Is Pulte Mortgage looking at relaxing score cut-offs among some buyer segments or regions?

Pulte Mortgage sells directly to Fannie Mae and Freddie Mac and is an approved Ginnie Mae issuer. Throughout the housing crisis, other than following agency or secondary market investor guidelines, Pulte Mortgage has not imposed additional credit score cut-offs for either certain buyer segments or geographies. Credit scoring has contributed to consistency in underwriting and is a valuable criterion, along with other measures, in evaluating credit risk. But, in my opinion, the industry has become over-reliant on this single factor of credit-risk analysis. With credit still overly tight, it is time we analyze outdated credit scoring models and their impact on credit-risk evaluation. We must update the existing models and add new methodologies to reflect the current environment and provide all qualified consumers the opportunity for homeownership.

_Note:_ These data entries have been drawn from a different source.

PR #3460, opened 2025-03-01
[DataGrid] Add IGridSort interface, fixes sorting when using ItemsProvider

### LINKED ISSUE #3290: feat: GridSort somewhat incompatible with ItemsProvider
# 🙋 Feature Request

GridSort assumes the sorting is only possible on columns where the column expression is a `MemberExpression` to be able to apply it to an IQueryable.

This means that any model used with an `ItemsProvider` must provider a Member for any sortable property, and that it must somehow map those member names to a sorting method.

## 💁 Possible Solution

I see 2 possible solutions for this:

a. Add `GridSort` constructor that allows a arbitrary key to be used as `PropertyName`, so that `SortedProperty.PropertyName` can be mapped to the custom sorting logic.

b. Add an optional `ColumnKey` to each column and allow GridSort to use null for `PropertyName`, but add the `ColumnKey` in `SortedProperty`.

## 🔦 Context

Have a complex code base where the underlying db model does not support IQueryable and columns are very dynamic.

## 💻 Examples

```razor
<FluentDataGrid ItemsProvider="@ItemsProvider" >
@foreach (var colDef in UserColumns) {
 <PropertyColumn Title="@colDef.CustomUserPropertyName" Property="@(x => colDef.GetValueFor(x))" Sortable="true" SortBy="NotPossible" />
}
</FluentDataGrid>
```

StevenRasmussen:
Fixes #3290 

Before writing unit tests etc... I wanted to get feedback on whether this would be an acceptable approach.

# Pull Request

### General

### Component-specific


vnbaaij (commented):
Apart from the namespace name and whitespace remarks, think this looks quite good already. 👍

I don't understand the StaticGridSort purpose. Is it the default IGridSort that gets applied. I don't see it called anywhere (yet?). If it is indeed the default, than I'd suggest to name it like that as well `DefaultGridSort`

StevenRasmussen:
@vnbaaij - Thanks for the feedback!  It was late last night when I created this and so I was struggling to come up with a good name for the new class.  I'm still not certain that `ColumnKeyGridSort` is the best... but I do think it more closely represents its purpose now.  I've added a demo page and so you can see it in action and what problem it is solving.  Unless you need anything else I think the PR should be ready for merging.  Thanks!

davhdavh:
Very nice way of solving the issue

vnbaaij (approved):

What do you see as the biggest challenges facing mortgage lenders over the next 12 to 18 months?

 The most immediate challenge is the implications of a very complex RESPA/TILA regulatory change required to be implemented by August 2015. The changes, while good for consumers, are extremely complicated and will take the lion’s share of the next year to build and test, taxing both lenders and technology vendors alike. There are vendors who are abandoning some of their loan origination platforms and document libraries due to the complexity and amount of change. In recent years, technology teams have committed the lion’s share of development capacity to the vast number of required regulatory changes. As a result, businesses are delaying critical innovations to improve the transparency, convenience and efficiency of the loan manufacturing processes. These innovations are necessary to better serve both the consumer and the industry.